However, the distance le required to reach this fully-developed state can be very long,
and scales linearly with the Reynolds number, Re, roughly as le=R Re=20, where R is the pipe
radius. Therefore high Reynolds number laminar flow through a pipe of limited length may never
reach a parabolic state. We show that in such circumstances linear stability can play an important
role in transition. We solve for the basic flow exactly, and conduct a non-parallel stability analysis, to
show that flow can be linearly unstable even at a Reynolds number of 1000. In contrast to what is
expected of a boundary layer type flow, disturbance growth is higher in the core region. Our results
are consistent with that of experiment.

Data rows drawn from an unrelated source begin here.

Issue #2139, opened 2023-08-14
New warnings: "Overriding pythran description with argspec information"


rgommers:
I just noticed a ton of these warnings with pythran `master` and Cython 3.0:
```
[16/1588] Generating 'scipy/_lib/_ccallback_c.cpython-312-x86_64-linux-gnu.so.p/_ccallback_c.c'
WARNING: Overriding pythran description with argspec information for: numpy.random.binomial
WARNING: Overriding pythran description with argspec information for: numpy.random.bytes
```
I'm unsure if this is a Pythran or a Cython issue, and what to do with these warnings. Just opening it here in case this looks familiar, because the warning explicitly mentions `pythran`.

It's not breaking anything yet as far as I can tell, it's only build log pollution.

serge-sans-paille:
This probably means that a numpy update provided extra type information, so we no longer need to provide them in pythran. I'll have a look.

rgommers:
Ah, that helps. It's probably numpy 2.0 + cython 3.0, which cause Cython to now prefer https://github.com/numpy/numpy/blob/main/numpy/__init__.cython-30.pxd over the `numpy.pxd` that it has itself.

serge-sans-paille:
mmh what's that numpy 2.0 ? Not part of pypi, right? In that case I can't fix this unless i add a hook for the WIP version of numpy, which is not something I'd like to do.

rgommers:
It should be due to https://github.com/numpy/numpy/pull/21975, which also got backported to 1.26.0b1.

rgommers:
I'm working on a fix for this.

PR #2145, opened 2023-08-29
Update signatures for numpy.random

rgommers:
Closes gh-2139

### DIFF
--- a/pythran/tables.py
+++ b/pythran/tables.py
@@ -2545,6 +2545,17 @@ _numpy_array_signature = Union[
          _complex_signature], NDArray[complex, :, :, :, :]],
 ]
 
+
+def expand_numpy_2_args(args, defaults=None):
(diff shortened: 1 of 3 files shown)


pythran/tables.py
```diff
@@ -4506,6 +4465,92 @@ def partialsum(seq):
     },
 }
 
+if numpy.__version__[0] < '2':
```
serge-sans-paille, line 4468: Instead of duplicating the dict what about the following:

```
def expand_numpy_2_args(*args):
    if numpy.__version__[0] < '2':
          return {'args': args}
    else:
          return {}

# ...
binomial": FunctionIntr(global_effects=true, **expand_numpy_2_args('n', 'p', 'size')),
...
```

serge-sans-paille:
Thanks a lot! That's much cleaner now.

PR #2146, opened 2023-08-30
CI updates: add Python 3.11, and other minor maintenance

rgommers:
- Spread out jobs more across Python versions
- Update to the latest setup-python actions
- ~Run tests in `core.yml` on Ubuntu 22.04~

One other thing I considered but didn't do is to reduce the matrix in `core.yml` across Python versions and GCC/Clang. Now everything is double; it'd be much more efficient to test like:
- py37 : gcc
- py38 : clang
- py39: gcc
- etc.
Only PyPy is different enough that it should be tested with both GCC and Clang for the same PyPy interpreter version.

@serge-sans-paille happy to do that too if you want.

### DIFF
--- a/.github/workflows/core.yml
+++ b/.github/workflows/core.yml
@@ -12,12 +12,12 @@ jobs:
     runs-on: ubuntu-20.04
     strategy:
       matrix:
-        python-version: [3.7, 3.8, 3.9, 3.10-dev, pypy-3.9]
+        python-version: [3.7, 3.9, '3.11', pypy-3.9]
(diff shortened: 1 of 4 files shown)


rgommers:
Ah, `clang-7` doesn't exist on Ubuntu 22.04. Is the goal to only test with oldest supported compiler versions in CI (Clang 7, GCC 8)? If so, I'll revert to only using Ubuntu 20.04

serge-sans-paille:
Yeah, the goal is to maintain compatibility with old compilers as long as possible, it would be great to keep that feature.

PR #2155, opened 2023-11-28
Add support for clear for lists

jeanlaroche:
I added the implementation of clear() for list. Note that I'm really not sure that my code is best way to do that (call erase(x) repeatedly)

### DIFF
--- a/pythran/pythonic/types/list.hpp
+++ b/pythran/pythonic/types/list.hpp
@@ -580,6 +580,12 @@ namespace types
     erase(x);
     return res;
   }
+  template <class T>
+  void list<T>::clear()
+  {
+      _data->clear();	
+  }
+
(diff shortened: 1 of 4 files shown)


pythran/pythonic/types/list.hpp
```diff
@@ -580,6 +580,14 @@ namespace types
     erase(x);
     return res;
   }
+  template <class T>
+  void list<T>::clear()
+  {
+    long sz = size();
```
serge-sans-paille, line 586: why not just `_data->clear()` ?

jeanlaroche: ah ah ah yes, I did not realize that _data was a std::vector! Of course.

serge-sans-paille:
clean & simple, thanks \o

PR #2162, opened 2023-12-11
Move setup configuration to pyproject.toml

serge-sans-paille:
Related to https://github.com/scipy/scipy/pull/19670


pyproject.toml
```diff
@@ -0,0 +1,55 @@
...
+[project.scripts]
+pythran = "pythran.run:run"
+pythran-config = "pythran.config:run"
+
+[build-system]
+requires = [
+    "ply>=3.4",
+    "setuptools>=61.0",
+    "gast~=0.5.0",
+    "numpy",
```
rgommers, line 41: I don't think `numpy` is needed? I can build a wheel just fine with `python -m build` or `pip install .`, and I am not aware of the content of that wheel then depending on whether `numpy` was available in the build env.

pyproject.toml
```diff
@@ -0,0 +1,55 @@
...
+dynamic = ["version", "readme", "dependencies"]
+
+[project.urls]
+Homepage = "https://github.com/serge-sans-paille/pythran"
+Documentation = "https://pythran.readthedocs.io"
+Changelog = "https://pythran.readthedocs.io/en/latest/Changelog.html"
+
+[project.optional-dependencies]
+doc = ["numpy", "nbsphinx", "scipy", "guzzle_sphinx_theme"]
+test = ["ipython", "nbval", "cython", "wheel"]
```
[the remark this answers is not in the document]
serge-sans-paille: ack, I'll do that in another PR though.

serge-sans-paille:
@rgommers : to fit in the `pyproject.toml` paradigm without writing extensions, the patch also changes the installation dir of the bundled xsimd and boost headers (see https://github.com/serge-sans-paille/pythran/pull/2162/files#diff-76bdcb439914b0c3b773139a2b33e7dfab727904613033afb2678af0afeae691). Maybe you should reflect that in scipy's buildsystem if you're not using pythran primitives to compile?

rgommers:
That change will break not only SciPy, but also scikit-image and any other users of `pythran.get_include` as far as I can tell, since the result of that is no longer enough - it only contains one of two include dirs. If you do want to get rid of a separate `third_party/` top-level directory to avoid the copy action in `setup.py`, it seems better to simply move them to the location they currently get copied to (so `pythran/xsimd` and `pythran/boost`)?

tylerjereddy:
I noticed that a recent push was made to this branch, and confirmed locally that the wheel build scenario described above is now successful, at least on x86_64 Linux with Python `3.12`. Let me know if anything else needs testing or what the plan will be, obviously I'm happy to test things to prevent slippage in the SciPy release cycle (though this is better than hacking our wheel builds, probably).

pyproject.toml
rgommers: This comment still applies I think. For the rest, this PR now LGTM.

serge-sans-paille: Numpy is a required runtime dependency of Pythran. Isn't that what's captured by that field?

serge-sans-paille:
@rgommers does that look good to you know? If so @tylerjereddy could you do a final sanity check?

tylerjereddy:
The wheel build for SciPy works for me alongside this branch.

Actually, I spent a bit of time working with `pythran` `master` branch, and it seems that is "ok" as well--my original test for `master` was too strict I think (it was to build SciPy from source, with Pythran installed, but `setuptools` removed; but `pip wheel .` I think seems to be "ok" even with `master` of Pythran because I *believe* `setup.py` will still do the trick to pull `setuptools` in during the isolated build).

I think I got confused by one of the responses suggesting that `pyproject.toml` was mandatory for the transitive dependency. I'm not entirely sure that's true, but `pyproject.toml` is the modern way anyway I guess.

So this seems "good," I wonder about the non-wheel scenario a bit, where SciPy now only needs `setuptools` to be present at build time because of Pythran with `3.12`, but that's maybe less important for the immediate issue.

serge-sans-paille:
Thanks @rgommers & @tylerjereddy for the review and testing! :bow:

PR #2163, opened 2023-12-14
Fix tuple + indexable_container combiner

### LINKED ISSUE #2160: Unnecessary alloc/copy upon return
Check out this code (sorry I could not reduce it further)
```
import numpy as np
def A():
    AA = np.arange(0, 12, dtype=np.float32)
    BB = np.empty(100, dtype=np.int32)
    CC = np.empty(100, dtype=np.float32)
    self = tuple([AA, BB, CC])
    return self

def B(self):
    self[1][0] = self[0][0]                  # self[1] int32 array. self[0] float32 array
    self[2][0] = 1.1                             # self[2] float32 array
    self[1][0:1] = self[0][0]               # <- alloc/copy upon return
    #self[1][0:1] = np.int32(self[0][0])    # <- No alloc/copy upon return
    return self[1]

#pythran export test()
def test():
    VN = A()
    print(VN)
    print('11111')
    C=B(VN)
    return C
```
If you put a breakpoint in shared_ref.hpp where new() is called, you'll see a copy/allocation at the return of function B, even though there is no need for it.
However, if you cast self[0][0] as an int32 (the type of self[1]) there is no copy/allocation.

serge-sans-paille:
The order of the combination matters, and it wasn't respected.

Fix #2160

### DIFF
--- a/pythran/pythonic/include/types/tuple.hpp
+++ b/pythran/pythonic/include/types/tuple.hpp
@@ -812,7 +812,7 @@ struct __combined<container<t>, std::tuple<t0...>> {
 PYTHONIC_NS_BEGIN
 namespace details
 {
-  template <class T, class P, bool Same>
+  template <class T, class P, bool Combine>
   struct pick_combined;
   template <class T, class P>
   struct pick_combined<T, P, true> {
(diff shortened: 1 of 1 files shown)


serge-sans-paille:
@jeanlaroche can you confirm this fixes #2160 ?

Issue #2170, opened 2024-01-08
Questions related to Meson+Pythran


paugier:
Happy new year Serge and @rgommers !

I'm trying to build my packages using Pythran through Transonic with Meson. I tried to follow https://pythran.readthedocs.io/en/latest/MANUAL.html#integration-into-a-python-package and what is done in Scipy. Overall we now have a working solution (described in particular in these documents: [Packaging when using Transonic](https://transonic.readthedocs.io/en/latest/packaging.html) and [Build Fluidsim](https://fluidsim.readthedocs.io/en/latest/build-from-source.html)), however, I'm still unsure about what should be done for few questions related to Pythran.

Warning for @rgommers: beware if you look at the ugly things we do in meson.build files with Transonic. Python source directories with their `meson.build` files are generated from other `meson.build` files. I realize that it does not follow the Meson philosophy but it works and it's convenient. Anyway, this issue is not about that.

Pythran's documentation is quite minimalist about Meson and it might be useful to add few notes.

### ~/.pythranrc

With Meson, Pythran is used only to produce C++ code. Hence, many of the options in the .pythranrc files are not used. Anyway, it seems reasonable that a build of a package would be reproducible and not depend at all on a ~/.pythranrc file. I don't know if it is possible to tell Pythran to not consider ~/.pythranrc. I tried with `PYTHRANRC="" pythran ...` but it seems that pythran is happy with this and continues to consider ~/.pythranrc.

### `[compiler]` section

It would be nice to have a short note (or just a link) explaining how to do with meson-python what is usually done with the `[compiler]` section of Pythran configuration files. What is recommended? Just environment variables?

### complex_hook

The only Pythran option that I really use affecting C++ code generation is `complex_hook`. So with Meson, we call Pythran with `--config pythran.complex_hook=pythran_complex_hook` and we have a Meson option `pythran-complex-hook`.

In https://pythran.readthedocs.io/en/latest/MANUAL.html#customizing-your-pythranrc there is

> complex_hook:
>
>   Set this to True for faster and still Numpy-compliant complex multiplications. Not very portable, but generally works on Linux.

I don't know if it means that it could be reasonable to build wheels uploaded on PyPI to set pythran-complex-hook to true on Linux and false elsewhere? Also I don't know what would be the best way to do that with meson-python...

### `USE_XSIMD` and `-Ofast -march=native`

[...]

PR #2171, opened 2024-01-09
Provide support for '--ignore-pythranrc'

serge-sans-paille:
Related to #2170

### DIFF
--- a/docs/MANUAL.rst
+++ b/docs/MANUAL.rst
@@ -552,6 +552,9 @@ environment variable ``PYTHRANRC``::
 
     PYTHRANRC=/opt/company/pythran/config.pythranrc pythran arc_distance.py
 
+When ``PYTHRANRC`` is set to the empty string, no user-site configuration is
+loaded. This can be helpful for reproducible builds.
+
 All the options in the ``.pythranrc`` file can be specified when running pythran by using the command line argument --config= .
 For example::
 
--- a/pythran/config.py
+++ b/pythran/config.py
@@ -56,17 +56,22 @@ def get_paths_cfg(
                                             "pythran-default.cfg")
 
     user_config_path = os.environ.get('PYTHRANRC', None)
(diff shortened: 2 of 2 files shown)


serge-sans-paille:
@paugier can you double check this matches your need?

paugier:
It seems buggy. `init_cfg` is called without `ignore_userfile` before the call from `run.py`. And then there is

```
    global cfg
    if cfg is not UninitializedConfig:
        return cfg
```

Moreover, it seems to me that it would be convenient for use in Meson to be able to activate this with an environment variable, for example with something like `PYTHRANRC=0` ?

It actually already "works" (~/.pythranrc is ignored), but with a warning "WARNING:     user file does not exist: 0". We could just remove the warning for a special value.

serge-sans-paille:
@paugier I like your idea! Implementation done

paugier:
Ah I get a traceback :-)

```
  File "/home/users/augier3pi/dev/pythran/pythran/config.py", line 79, in init_cfg
    paths = get_paths_cfg(sys_file, platform_file, user_file)
  File "/home/users/augier3pi/dev/pythran/pythran/config.py", line 74, in get_paths_cfg
    paths.update((user_config_paths,))
ValueError: dictionary update sequence element #0 has length 0; 2 is required
```

It works with something like:

```python
    paths = {
        "sys": sys_config_path, "platform": platform_config_path
    }

    user_config_path = os.environ.get('PYTHRANRC', None)
    if user_config_path is None:
        user_config_dir = os.environ.get('XDG_CONFIG_HOME', None)
        if not user_config_dir:
            user_config_dir = os.environ.get('HOME', None)
        if not user_config_dir:
            user_config_dir = '~'
        user_config_path = os.path.expanduser(
            os.path.join(user_config_dir, user_file))
    if user_config_path:
        paths.update(("user", user_config_path,))
    return paths
```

Earlier theoretical studies predicted critical Reynolds number
an order of magnitude higher than that observed in experiment and were in serious disagreement
with each other.
(v) Some other studies which are in the preliminary stage are described at the end of the
thesis. These include the study of pulsatile flow through a straight pipe. Prescribing time periodic
velocity profiles at the inlet we have solved the Navier-Stokes equation directly using a full-multigrid
algorithm on a parallel machine Venkatesh et al. (2005). We also studied separated flows in the
diverging channel/pipe. At higher angles of divergence, we study flow separation in channels and
pipes. The size, location and shape of the separated region for divergent angle varying from 0 to 90
degree are discussed in the thesis. In future, we are planning to conduct full non-parallel stability
analysis e.g. global stability analysis of such flows without the approximations made in this thesis.